Lastly, large-scale deployments involving multiple brokers, heterogeneous network conditions, or cross-domain trust management were beyond the scope of this study. Future research should include stress-testing under realistic multi-node network environments to validate scalability and identify potential bottlenecks or vulnerabilities. Additionally, our approach relies on a long-term trust anchor for transport confidentiality/integrity and does not aim to provide cryptographic-grade authentication if an attacker can observe plaintext windows and recompute seals or if endpoints are fully compromised.

6. Conclusions

This study set out to design and experimentally evaluate a lightweight security architecture deployable on IMU-based animal collars and Raspberry Pi gateways without specialised cryptographic hardware. By integrating standard TLS 1.2 encryption, dynamic-HMAC integrity seals based on motion-derived entropy, and a behavioural fingerprint classifier, our work makes three significant contributions to the fields of IoT security and Animal–Computer Interaction:

• Lightweight integrity and provenance framework. We present a practical, multi-layer telemetry protection pipeline for animal-wearable sensing: TLS protects the transport channel, a per-window dynamic–HMAC provides tamper-evident integrity sealing against silent corruption and non-adaptive manipulation, and behavioural fingerprinting supports stream provenance checks to mitigate operational mis-association in zoo deployments.
• Efficient and sustainable performance. Comprehensive evaluation demonstrated that sensor-to-edge delay remained under 1 s (median 632 ms), sufficient for timely welfare alerts, and sustained a throughput of $1180\pm 10$ windows, fully matching 20 IMU collar streaming rates. The computational overhead from the security layers amounted to less than 3 ms, underscoring the practicality of our entirely software-based protection on widely available single-board computers.
• Enhanced operational usability for animal care. The automatic animal authentication capability removes the necessity of manual collar–animal reassignment, substantially reducing caregiver workload and animal handling stress. This practical advancement not only ensures accurate data attribution but also makes casual tampering or misattribution of “sick-animal” telemetry harder to carry out unnoticed, thereby reducing unnecessary veterinary interventions and enhancing overall welfare monitoring efficiency in resource-constrained zoo environments.

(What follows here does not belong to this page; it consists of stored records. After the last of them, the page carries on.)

PR #1222, opened 2019-07-24
Add ZStream#flatMapParSwitch

### LINKED ISSUE #1203: Add ZStream#flatMapParSwitch
Comparing to Rx*, we've got `concatMap` (which is `ZStream#flatMap`) and `mergeMap` (which is `ZStream#flatMapPar`). We're only missing `switchMap`, with semantics as described here: https://www.learnrxjs.io/operators/transformation/switchmap.html.

We could generalize `switchMap` to a combinator called `flatMapParSwitch`:
```scala
trait ZStream[R, E, A] {
  def flatMapParSwitch[R1 <: R, E1 >: E, B](maxOpen: Int)(f: A => ZStream[R1, E1, B]): ZStream[R1, E1, B]
}
```

This operator maps every `A` to a new stream, and merges the output of up to `n` streams in parallel. So far, identical to `flatMapPar`. The difference is that whenever a new `A` is emitted, the oldest* stream of `B` to be opened is cancelled.

\* the strategy of choosing which stream to cancel can also be generalized, but that can be left for a follow-up

vasilmkd:
Resolves #1203

### DIFF
--- a/streams/shared/src/main/scala/zio/stream/ZStream.scala
+++ b/streams/shared/src/main/scala/zio/stream/ZStream.scala
@@ -684,8 +684,8 @@ trait ZStream[-R, +E, +A] extends Serializable { self =>
                   for {
                     latch <- Promise.make[Nothing, Unit]
                     innerStream = Stream
-                      .bracket(permits.acquire *> latch.succeed(()))(_ => permits.release)
-                      .flatMap(_ => f(a))
+                      .bracket(permits.acquire)(_ => permits.release)
+                      .flatMap(_ => ZStream.fromEffect(latch.succeed(())).flatMap(_ => f(a)))
                       .foreach(b => out.offer(Take.Value(b)).unit)
                       .foldCauseM(
                         cause => out.offer(Take.Fail(cause)) *> innerFailure.fail(cause),
@@ -755,10 +755,10 @@ trait ZStream[-R, +E, +A] extends Serializable { self =>
                           cancelers.size.flatMap { size =>
                             if (size < n) UIO.unit
                             else cancelers.take.flatMap(_.succeed(()))
-                          } *> cancelers.offer(canceler) *> permits.acquire *> latch.succeed(()).unit
+                          } *> cancelers.offer(canceler) *> permits.acquire
                         )
                       )(_ => permits.release)
-                      .flatMap(_ => f(a))
+                      .flatMap(_ => ZStream.fromEffect(latch.succeed(())).flatMap(_ => f(a)))
                       .foreach(b => out.offer(Take.Value(b)).unit)
                       .foldCauseM(
                         cause => out.offer(Take.Fail(cause)) *> innerFailure.fail(cause).unit,
--- a/streams/shared/src/main/scala/zio/stream/ZStream.scala
+++ b/streams/shared/src/main/scala/zio/stream/ZStream.scala
@@ -718,7 +718,7 @@ trait ZStream[-R, +E, +A] extends Serializable { self =>
                   )
                   // This finalizer makes sure that in all cases, the driver stops spawning new streams
                   // and the inner fibers are signalled to interrupt and actually exit.
-                  .ensuring(interruptInners.succeed(()) *> permits.withPermits(n)(ZIO.unit))
+                  .ensuringFirst(interruptInners.succeed(()) *> permits.withPermits(n)(ZIO.unit))
                   .fork
             s <- ZStream.fromQueue(out).unTake.fold[R2, E2, B1, S].flatMap(fold => fold(s, cont, g))
           } yield s
@@ -778,7 +778,7 @@ trait ZStream[-R, +E, +A] extends Serializable { self =>
                         )
                         .toManaged_
                   )
-                  .ensuring(interruptInners.succeed(()) *> permits.withPermits(n.toLong)(UIO.unit))
+                  .ensuringFirst(interruptInners.succeed(()) *> permits.withPermits(n.toLong)(UIO.unit))
                   .fork
             s <- ZStream.fromQueue(out).unTake.fold[R2, E2, B1, S].flatMap(fold => fold(s, cont, g))
           } yield s
--- a/streams/shared/src/main/scala/zio/stream/ZStream.scala
+++ b/streams/shared/src/main/scala/zio/stream/ZStream.scala
@@ -728,6 +728,68 @@ trait ZStream[-R, +E, +A] extends Serializable { self =>
     }
 
   /**
+   * Maps each element of this stream to another stream and returns the non-deterministic merge
+   * of those streams, executing up to `n` inner streams concurrently. When a new stream is created
+   * from an element of the source stream, the oldest executing stream is cancelled. Up to `bufferSize`
+   * elements of the produced streams may be buffered in memory by this operator.
+   */
+  final def flatMapParSwitch[R1 <: R, E1 >: E, B](n: Int, bufferSize: Int = 16)(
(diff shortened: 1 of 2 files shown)


vasilmkd:
In the current implementation, the Streams produced from each element of the outer stream can enter the "execution window of `n` parallel streams" completely non-deterministically.

E.g. in `Stream(Stream(1), Stream.never).flatMapParSwitch`, the never ending stream can enter the execution window before the `Stream(1)`. Is this desired behavior or should the ordering be preserved?

As far as I know, flatMapPar is also non-deterministic in this way.

iravid:
Hi @vasilmkd, looks really good from a cursory look. I hope to have more time to dig in tomorrow. Thank you for contributing this so quickly!

streams/shared/src/main/scala/zio/stream/ZStream.scala
```diff
@@ -727,6 +727,68 @@ trait ZStream[-R, +E, +A] extends Serializable { self =>
...
+                           innerFailure.await
+                             .raceWith(permits.withPermits(n.toLong)(UIO.unit))(
+                               leftDone =
+                                 (_, permitAcquisition) => interruptInners.succeed(()) *> permitAcquisition.interrupt,
+                               rightDone = (_, failureAwait) => out.offer(Take.End) *> failureAwait.interrupt
+                             )
+                             .toManaged_
+                       )
+                       .fork
+            _ <- ZManaged.finalizer(
```
iravid: Something I realized after developing `mapMPar` but haven't ported back to `flatMapPar`: using `ZManaged.finalizer` can be unsafe because the computation can be canceled between the previous step and the finalizer step, leading to the finalizer not running.

Let's instead use `.onExit` on the previous step to ensure that a finalizer is installed. And if you can make that change on `flatMapPar` too, that'd be nice :-)

iravid:
Regarding the ordering: I think it'd be a positive change to move the `latch.succeed(())` into `flatMap(_ => latch.succeed(()) *> f(a))`. I wonder if that is enough though; we have to make sure we don't move the latch release too deeply into `f(a)` or else we risk hangs due to streams like `Stream.never`.

vasilmkd:
> Regarding the ordering: I think it'd be a positive change to move the `latch.succeed(())` into `flatMap(_ => latch.succeed(()) *> f(a))` (in `flatMapPar` as well). I wonder if that is enough though; we have to make sure we don't move the latch release too deeply into `f(a)` or else we risk hangs due to streams like `Stream.never`.

I made this change, however, I see no difference in behavior.

streams/shared/src/main/scala/zio/stream/ZStream.scala
```diff
@@ -727,6 +727,68 @@ trait ZStream[-R, +E, +A] extends Serializable { self =>
...
+            interruptInners <- Promise.make[Nothing, Unit].toManaged_
+            cancelers       <- Queue.bounded[Promise[Nothing, Unit]](n).toManaged(_.shutdown)
+            cancelersGuard  <- Semaphore.make(1).toManaged_
+            driver <- self.foreachManaged { a =>
+                       for {
+                         latch    <- Promise.make[Nothing, Unit]
+                         canceler <- Promise.make[Nothing, Unit]
+                         innerStream = Stream
+                           .bracket(
+                             cancelersGuard.withPermit(
```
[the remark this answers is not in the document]
vasilmkd: Thanks, I appreciate it.

streams/shared/src/main/scala/zio/stream/ZStream.scala
vasilmkd: Done. Both flatMapPar and flatMapParSwitch.

streams/shared/src/main/scala/zio/stream/ZStream.scala
```diff
@@ -680,48 +680,106 @@ trait ZStream[-R, +E, +A] extends Serializable { self =>
...
+                          leftDone =
+                            (_, permitAcquisition) => interruptInners.succeed(()) *> permitAcquisition.interrupt,
+                          // All fibers completed successfully, so we signal that we're done.
+                          rightDone = (_, failureAwait) => out.offer(Take.End) *> failureAwait.interrupt
+                        )
+                        .toManaged_
+                  )
+                  // This finalizer makes sure that in all cases, the driver stops spawning new streams
+                  // and the inner fibers are signalled to interrupt and actually exit.
+                  .ensuring(interruptInners.succeed(()) *> permits.withPermits(n)(ZIO.unit))
```
iravid: This needs to be an `ensuringFirst`, otherwise the finalizer ordering will be wrong; `ensuring` appends a finalizer so it runs at the end. This means that the finalizer for the driver stream runs first, and only then will the inner fibers be interrupted.

You can actually keep the equivalence to the previous formulation with `ZManaged#onExitFirst`.

iravid: Oh but the tests are still passing 🤨 Well this is interesting. I'll dig in some more.

iravid: Ah yes. This is probably just racey. There's nothing *preventing* the inners from completing before the outer in the finalizer ordering test.

vasilmkd: Wait, that's why we have the `n` permits semaphore (`permits`), the driver finalizer kicks off, tells the inner fibers to terminate and waits for their termination (until it succeeds in collecting `n` permits from the semaphore), at which point all of the inner fibers will have terminated and finalized.

Or am I missing something?

iravid: No, that's exactly it. However, consider that the driver stream has its own set of finalizers (from `self`) that need to run; for example, the stream you're flatMapping might have acquired a resource that the inner fibers are using.

When you do `ensuring`, the finalizer passed to `ensuring` is *appended* to the list of finalizers, not prepended. So the resulting set of finalizers for the driver stream is:
```
selfFinalizer *> interruptInners.succeed(()) *> permits.withPermits(n)(ZIO.unit)
```

Which means that the resources acquired in `self` would be released before the inner fibers.

vasilmkd: So just change `ensuring` to `ensuringFirst`? Both here and in `flatMapPar` right?

iravid: I'd go with `.fork.onExitFirst(...)`, and interrupt the driver fiber before `interruptInners.succeed(())` (if it is Exit.Success).

vasilmkd: Well, I may be wrong here, but the `driver` fiber is not available in its own definition block. Doesn't `fork` on a ZManaged interrupt the fiber itself, then run all of the finalizers?

iravid:
@vasilmkd Let's deal with the execution order issue you've noticed separately. Can you open an issue that describes what you're seeing?

streams/shared/src/main/scala/zio/stream/ZStream.scala
iravid: You're right, that won't be possible with `ensuringFirst`, but `onExitFirst` lets you access the result. But I think you're right with your note about the interruption of the fiber, so `ensuringFirst` is actually sufficient. Thanks for being extra attentive here :-)

vasilmkd:
I will, let me finish up the other PRs first. I think I have some sample code too.

vasilmkd:
@iravid This is also ready for review.

PR #1223, opened 2019-07-24
Add ZIO#left, ZIO#right, and ZIO#head

adamgfraser:
Adds combinators for working with `Either` and `List` as proposed in #1217.

Should these methods be marked `final`? I noticed that some methods on `ZIO` are marked `final` and others are not and it is not clear to me what the logic is for determining this.

Also, I noticed there are existing `left` and `right` methods on `ZIO` and wonder if we should remove or rename them to avoid confusion. The `left` method takes an `A` value and constructs a `UIO[Either[A, Nothing]]`. This duplicates existing functionality that exists on the `ZIO` companion object and as a constructor seems to more properly belong on the companion object than an individual `ZIO` instance. The `right` method takes a `ZIO[R, E, A]` and a new type parameter `C` and returns a `ZIO[Either[C, R], E, Either[C, A]]`. It has no documentation, no tests, and no dependencies.


adamgfraser:
Actually the existing `right` method conflicts with the new one so I removed it for now. Can add it back with another name if people think that makes sense.

Also, it looks like there is some flakiness in an unrelated test. I'm getting a timeout in "supervise fibers in supervised" in `RTSSpec` in one of the CI builds and this PR is just adding a new methods and a few tests that should not take appreciable time.

This should be ready for review now.

adamgfraser:
@jdegoes Could I get a review of this when you have the chance?

jdegoes:
> Also, I noticed there are existing left and right methods on ZIO and wonder if we should remove or rename them to avoid confusion. 

👍 They come from `Arrow` type class / combinators. I'm not sure why `left` / `right` aren't symmetrical (they should be). Possibly better names for those would be `onLeft` / `onRight`, as they take the channel of information and push it to left or right; (also `onFirst`, `onSecond` for the tuple variations, which are probably called first / second now).

adamgfraser:
Done.

core/shared/src/main/scala/zio/ZIO.scala
```diff
@@ -645,6 +665,15 @@ sealed trait ZIO[-R, +E, +A] extends Serializable { self =>
       r <- e.fold(self.map(Left(_)) provide _, that.map(Right(_)) provide _)
     } yield r
 
+  /**
+   * Returns a successful effect if the value is `Left`, or fails with the error `None`.
+   */
+  def left[B, C](implicit ev: A <:< Either[B, C]): ZIO[R, Option[E], B] =
+    self.foldM(
+      e => ZIO.fail(Some(e)),
+      a => ev(a).fold(ZIO.succeed(_), _ => ZIO.fail(None))
```
ghostdogpr: Super minor but I think you don’t need the `(_)`

adamgfraser: Nice!

Issue #1227, opened 2019-07-24
Make `testkit` cross-platform (Scala.js)


jdegoes:
Right now, `testkit` is entirely JVM, but it can work on Scala.js as well, possibly without changes.

This ticket is to move source files inside `testkit` from the `jvm` directory to the `shared` directory and fix any issues that arise in the process.

vasilmkd:
I can take this.

vasilmkd:
This issue can be closed probably.

mgibowski:
Hi, while rebasing my branch I have disovered that some specs (`test.mock.*`) are not JS-compatible because of dependency on `TestRuntime`.

It was not visible, as in the current sbt configuration these tests were actaully nevery really compiled or run in JS.

If you want to see how current sbt could be changed to see them failing, I created a [branch](https://github.com/mgibowski/zio/tree/failing-js-test).

This will be also visible in the PR I whill shortly submit. In that case I decided it is best to bring these back to `jvm` folder.

Not sure if this issue should get reopened or not.  It is these 5 tests that are not JS-compatible:
* `ClockSpec.scala` 
* `ConsoleSpec.scala` 
* `RandomSpec.scala` 
* `SchedulerSpec.scala`
* `SystemSpec.scala`

jdegoes:
@mgibowski 

`TestRuntime` will go away soon, so I'd say let's not worry about this. Ultimately we want all these tests running on Scala.js, and that will happen shortly after ZIO Test is completed.

vasilmkd:
Sorry for all the confusion this caused.

mgibowski:
> Sorry for all the confusion this caused.

No worries! 😉

PR #1230, opened 2019-07-24
Make `test` compile to JS

vasilmkd:
Addresses #1227.


jdegoes:
@vasilmkd Thank you again! Great work. 🙏

LGLO:
@vasilmkd I'm bit late to the party. Could you check that when some project depends on `test` and is ScalaJS itself, then it will not "compile" zio test cases?
What I mean: we don't want zio-core test cases to be JS "compiled" when someone needs zio-test framework.

vasilmkd:
I'm sorry, I don't quite understand what you mean. These changes are already merged, maybe you could try this yourself? I'm sorry for the confusion.

LGLO:
Ok, I'll do!

LGLO:
@vasilmkd All is good, sorry for my false alarm!
zio-test jar contains only "framework" files!

vasilmkd:
I'm glad to hear it because I definitely did not foresee that. 😅

PR #1232, opened 2019-07-25
Add ZManaged.makeExit that allows to handle `Exit` by the finalizer.

### LINKED ISSUE #1231: Add ZManaged.makeExit
The signature might be: 
```scala
def makeExit[R, E, A](acquire: ZIO[R, E, A])(release: (A, Exit[_, _]) => ZIO[R, Nothing, _]): ZManaged[R, E, A]
```
or
```scala
def makeExit[R, E, A](acquire: ZIO[R, E, A])(release: (A, Option[Cause[_]]) => ZIO[R, Nothing, _]): ZManaged[R, E, A]
```

One possible use case for this can be the saga pattern.

Created as discussed on gitter.

vvlevykin:
Resolves #1231.

### DIFF
--- a/core-tests/jvm/src/test/scala/zio/ZManagedSpec.scala
+++ b/core-tests/jvm/src/test/scala/zio/ZManagedSpec.scala
@@ -22,6 +22,9 @@ class ZManagedSpec(implicit ee: org.specs2.concurrent.ExecutionEnv) extends Test
     Constructs an uninterruptible Managed value. $uninterruptible
   ZManaged.reserve
     Interruption is possible when using this form. $interruptible
+  ZManaged.makeExit
+    Invokes with the failure of the use. $invokesWithUseFailure
+    Invokes with the failure of the subsequent acquire. $invokesWithAcquireFailure
   ZManaged.ensuring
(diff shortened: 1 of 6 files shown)


iravid:
This needs a rebase and a fix to mdoc and should be good to go!

vvlevykin:
This example from the doc becomes clunky, what do you suggest instead of `???` here?
```scala
val data: IO[IOException, String] = for {
  p <- Promise.make[IOException,File]
  res = Reservation(openFile("x", p), _ => closeFile(p))
  result <- (for {
      fiber  <- res.acquire.fork
      ex     <- fiber.interrupt
      data   <- ex.toEither.fold(e => IO.fail(new InterruptedIOException("Stop!")), file => readFile(file))
    } yield data).ensuring(res.release(???))
} yield result
```

iravid:
@vvlevykin I'd just delete the entire section on that. `Reservation` doesn't have any value outside the context of `ZManaged` and that example does not make sense to me.

iravid:
Nicely done - thanks @vvlevykin!

PR #1234, opened 2019-07-25
Implement ZSpecRunner

adamgfraser:
Implements parallel and sequential `ZSpecRunner` as discussed in #1220.

I changed the type signature to require a `ZSpec` with the environment already provided. Since we need to run the `ZSpec` to get a `TestResult` and the result type is a `UIO` that does not depend on any environment I think this is necessary. In `ZIOTestMain` we are providing the environment before running the tests so I don't think this is a problem.

Sorry if I have butchered anything here. Definitely open to feedback!


test/shared/src/main/scala/zio/test/ZSpecRunner.scala
```diff
@@ -28,15 +28,55 @@ object ZSpecRunner {
    * Runs tests in parallel, up to the specified limit.
    */
   def parallel(n: Int): ZSpecRunner = new ZSpecRunner {
-    val _ = n
-
-    def run[R, E, L](spec: ZSpec[R, E, L]): UIO[ExecutedSpec[R, E, L]] = ???
+    def run[E, L](spec: ZSpec[Any, E, L]): UIO[ExecutedSpec[Any, E, L]] =
```
jdegoes: Can you change this to be polymorphic in `R`? You just need to change the return type from `UIO` to `RIO` (sorry, my bad).

Otherwise, looks great!

test/shared/src/main/scala/zio/test/ZSpecRunner.scala
```diff
@@ -19,7 +19,7 @@ package zio.test
 import zio._
 
 trait ZSpecRunner {
-  def run[E, L](spec: ZSpec[Any, E, L]): UIO[ExecutedSpec[Any, E, L]]
+  def run[R, E, L](spec: ZSpec[R, E, L]): RIO[R, ExecutedSpec[R, E, L]]
```
jdegoes: And looks like I made yet another error: instead of `RIO` we can use `ZIO[R, Nothing, ...]` because running cannot (should not) fail.

Sorry about that!

PR #1241, opened 2019-07-25
Fixes 'doc' failure because of unknown reference to 'weave'

LGLO:
It just fixes 'doc' and other dependent tasks (like publish)


jdegoes:
@LGLO Awesome. 🙏

PR #1246, opened 2019-07-26
Add whenCase and whenCaseM

ghostdogpr:
This is a helper for turning this:
```scala
someOption match {
  case Some(v) => someEffect(v)
  case _       => IO.unit
}
```
into this:
```scala
IO.whenCase(someOption) { case Some(v) => someEffect(v) }
```

This pattern comes pretty often in my code (not just with Option) and the `case _ => IO.unit` feels unnecessary.


jdegoes:
@ghostdogpr Looks super useful!

PR #1247, opened 2019-07-26
WIP: Ongoing work to ZIO Test

jdegoes:


test/shared/src/main/scala/zio/test/Predicate.scala
```diff
@@ -17,6 +17,7 @@
 package zio.test
 
 import zio.Exit
+import scala.reflect.ClassTag
```
NeQuissimus: Unused

test/shared/src/main/scala/zio/test/TestAspect.scala
```diff
@@ -51,6 +55,19 @@ object TestAspect {
       def apply[R >: R0 <: R0, E >: E0 <: E0](test: ZIO[R, E, TestResult]): ZIO[R, E, TestResult] = f(test)
     }
 
+  /**
+   * An aspect that retries a test until success, without limit.
```
NeQuissimus: I can compose this with a limit?

test/shared/src/main/scala/zio/test/package.scala
```diff
@@ -27,12 +27,13 @@ package zio
  *
  * {{{
```
NeQuissimus: Should we introduce something that type-checks Scaladoc or move these examples into the microsite?

test/shared/src/main/scala/zio/test/TestAspect.scala
jdegoes: Sure, e.g. `retry >>> timeout(60.seconds)`, but if you want something fancier, you're better off using `repeat(schedule)`.

test/shared/src/main/scala/zio/test/package.scala
jdegoes: For sure, but let's wait till API stabilizes a bit, probably another week.

test/shared/src/main/scala/zio/test/TestAspect.scala
NeQuissimus: What I figured, just wanted to make sure :)

jdegoes: You know how I _LOVE_ composability. 😉

test/shared/src/main/scala/zio/test/TestAspect.scala
```diff
@@ -68,6 +68,25 @@ object TestAspect {
...
     }
 
+  /**
+   * An aspect that repeats the test a specified number of times, ensuring it
+   * is stable ("non-flaky").
+   */
+  def nonFlaky(n0: Int): TestAspectPoly =
+    new TestAspectPoly {
+      def apply[R >: Nothing <: Any, E >: Nothing <: Any](test: ZIO[R, E, TestResult]): ZIO[R, E, TestResult] = {
+        def repeat(n: Int): ZIO[R, E, TestResult] =
```
NeQuissimus: You should be able to put a `@tailrec` here, no?

jdegoes: It's monadically tail recursive, so the compiler can't accept that as `@tailrec`.

NeQuissimus: Ah, that's true...

Issue #1225, opened 2019-07-24
Pull out all core tests into separate `core-tests` project


jdegoes:
We will use _ZIO Test_ for all tests. In order to avoid circular dependencies, we should pull out all `core` tests into a new project: `core-tests`. This will depend both on `testkit` and on `core` and will contain all tests currently in `core`.

Some basic level of familiarity with `sbt` is required for this ticket.

mgibowski:
I volunteer to take this.

jdegoes:
@mgibowski Thank you! 🙏

ghostdogpr:
Closed by #1248

jdegoes:
@ghostdogpr Thank you for all the cleanup! I should remind people to use `Fixes #xyz` syntax in pull requests...

PR #1248, opened 2019-07-26
Pull out all core tests into `core-tests`

mgibowski:
Addresses #1225

Some comments:

* The core module was publishing test classes as part of the artifact (`publishArtifact in (Test, packageBin) := true` ), so I moved that setting to the new `core-tests` module as this is where the core tests now reside.
* Most of the tests were moved to `core-tests` module, but some base classes (`TestRuntime`, `BaseCrossPlatformSpec`) were also used in the `test` module, so they landed over there.
* Moved back some tests in `test` module from `shared` to `jvm`, as previously they were actually not run in JS. More details [here](https://github.com/zio/zio/issues/1227#issuecomment-515421446)


jdegoes:
@mgibowski Looks great!

What did this end up doing with "not truly JS" tests?

mgibowski:
@jdegoes thanks for the review!

> What did this end up doing with "not truly JS" tests?

I needed to move back the tests from `test/shared/src/test/scala/zio/test/mock/` to `test/jvm/src/test/scala/zio/test/mock/`. Otherwise there were JS compilation errors.

The difference is that currently on the master the `test` module doesn't get compiled and tested in JS (some non-obvious `sbt` behavior). In this branch it does.

jdegoes:
@mgibowski That's totally fine, we can move them back once `TestRuntime` is gone, hopefully next week.

Ready to merge as soon as conflicts are fixed!

mgibowski:
@jdegoes ok, great!

Conflicts fixed.

PR #1681, opened 2019-09-15
Refactor ZSink#chunked and ZSink#flatMap to not use stepChunk

### LINKED ISSUE #1677: Refactor ZSink#chunked to not use stepChunk
Should use stepChunkSlice instead.

### LINKED ISSUE #1678: Refactor ZSink#flatMap to not use stepChunk
Should use stepChunkSlice instead.

vasilmkd:
Resolves #1677.
Resolves #1678.

@iravid

### DIFF
--- a/streams-tests/jvm/src/test/scala/zio/stream/SinkSpec.scala
+++ b/streams-tests/jvm/src/test/scala/zio/stream/SinkSpec.scala
@@ -621,8 +621,10 @@ class SinkSpec(implicit ee: org.specs2.concurrent.ExecutionEnv) extends TestRunt
       step1  <- sink.step(init, 1)
       step2  <- sink.step(step1, 2)
       step3  <- sink.step(step2, 3)
-      result <- sink.extract(step3)
-    } yield result must_=== ((List(1, 2, 3), Chunk.empty))
+      step4  <- sink.step(step3, 4)
+      step5  <- sink.step(step4, 5)
+      result <- sink.extract(step5)
+    } yield result must_=== ((List(1, 2, 3), Chunk(4, 5)))
     unsafeRun(test)
   }
 
--- a/streams-tests/jvm/src/test/scala/zio/stream/SinkSpec.scala
+++ b/streams-tests/jvm/src/test/scala/zio/stream/SinkSpec.scala
@@ -86,6 +86,10 @@ class SinkSpec(implicit ee: org.specs2.concurrent.ExecutionEnv) extends TestRunt
       init error    $flatMapInitError
       step error    $flatMapStepError
       extract error $flatMapExtractError
+      self done     $flatMapSelfDone
+      self more     $flatMapSelfMore
+      pass leftover $flatMapPassLeftover
+      end leftover  $flatMapEndLeftover
 
     filter
       happy path      $filterHappyPath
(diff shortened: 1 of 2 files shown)


streams-tests/jvm/src/test/scala/zio/stream/SinkSpec.scala
```diff
@@ -393,6 +399,26 @@ class SinkSpec(implicit ee: org.specs2.concurrent.ExecutionEnv) extends TestRunt
...
+    val test = for {
+      init   <- sink.initial
+      step   <- sink.step(init, Chunk(1, 2, 3, 4, 5))
+      result <- sink.extract(step)
+    } yield result must_=== ((List(1, 2), Chunk(3, 4, 5)))
+    unsafeRun(test)
+  }
+
+  private def chunkedLeftoverAppend = {
+    val sink = ZSink.ignoreWhile[Int](_ < 0).chunked
```
iravid: You know, I think the semantics of `ignoreWhile` should not be "return ignored elements as leftover", but rather "swallow elements that are ignored". What do you think?

vasilmkd: Technically, it returns the first non ignored element as leftover.

iravid: Oh, sorry, I misread the test. All good then.

vasilmkd: Maybe it would be better as `dropUntil` with a flipped predicate, but it's more or less the same.

streams/shared/src/main/scala/zio/stream/ZSink.scala
```diff
@@ -305,48 +301,77 @@ trait ZSink[-R, +E, +A0, -A, +B] { self =>
...
+                          Right((that, s3, chunk.map(ev2)))
+                      }
                     }
                 }
             }
 
-          case Right((that, s2)) =>
-            that.step(s2.asInstanceOf[that.State], a).map(s2 => Right((that, s2)))
+          // If `that` needs to continue, it will have already processed all
+          // of the leftovers from `self`.
```
iravid:
```suggestion
          // of the leftovers from `self`, because they were stepped in `initial` or `case Left` above.
```

streams/shared/src/main/scala/zio/stream/ZSink.scala
```diff
@@ -305,48 +301,77 @@ trait ZSink[-R, +E, +A0, -A, +B] { self =>
    */
   final def flatMap[R1 <: R, E1 >: E, A00 >: A0, A1 <: A, C](
```
iravid: Great work on this one.

streams-tests/jvm/src/test/scala/zio/stream/SinkSpec.scala
```diff
@@ -588,6 +614,54 @@ class SinkSpec(implicit ee: org.specs2.concurrent.ExecutionEnv) extends TestRunt
     unsafeRun(sinkIteration(sink, 1).either.map(_ must_=== Left("Ouch")))
   }
 
+  private def flatMapSelfDone = {
+    val sink = ZSink.succeed(3).flatMap(n => ZSink.collectAllN[Int](n.toLong))
+    val test = for {
+      init   <- sink.initial
+      step1  <- sink.step(init, 1)
+      step2  <- sink.step(step1, 2)
+      step3  <- sink.step(step2, 3)
```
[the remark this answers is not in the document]
vasilmkd: Done.

streams/shared/src/main/scala/zio/stream/ZSink.scala

streams/shared/src/main/scala/zio/stream/ZSink.scala
vasilmkd: It's nothing.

These findings can guide animal facility managers toward implementing secure and efficient welfare-monitoring networks without extensive hardware modifications or specialized IT expertise. The zero-state collar design further simplifies deployment, maintenance, and key management, significantly reducing operational overhead. Concretely, beyond a standard IMU collar, the required extensions are lightweight and off-the-shelf, e.g., (i) an edge gateway (a Raspberry Pi-class device) running an MQTT broker/client and the verification/inference pipeline, (ii) a stable WLAN access point (or an existing facility network) for collar-to-edge connectivity, and (iii) basic credential provisioning (e.g., a broker username/password and CA certificate) for TLS-enabled MQTT. No additional invasive tags (e.g., RFID/ear tags) are required.

Looking ahead, the framework’s versatility and robustness could be further enhanced by incorporating multimodal sensor data, advanced metric-learning strategies to decrease FRR, systematic battery optimization tests under extended use, and rigorous validation in diverse, multi-species scenarios. Overall, our investigation confirms that a carefully designed, software-centric IoT security stack effectively balances cyber-resilience and practical usability, setting a foundation for safer and more effective animal-welfare management systems.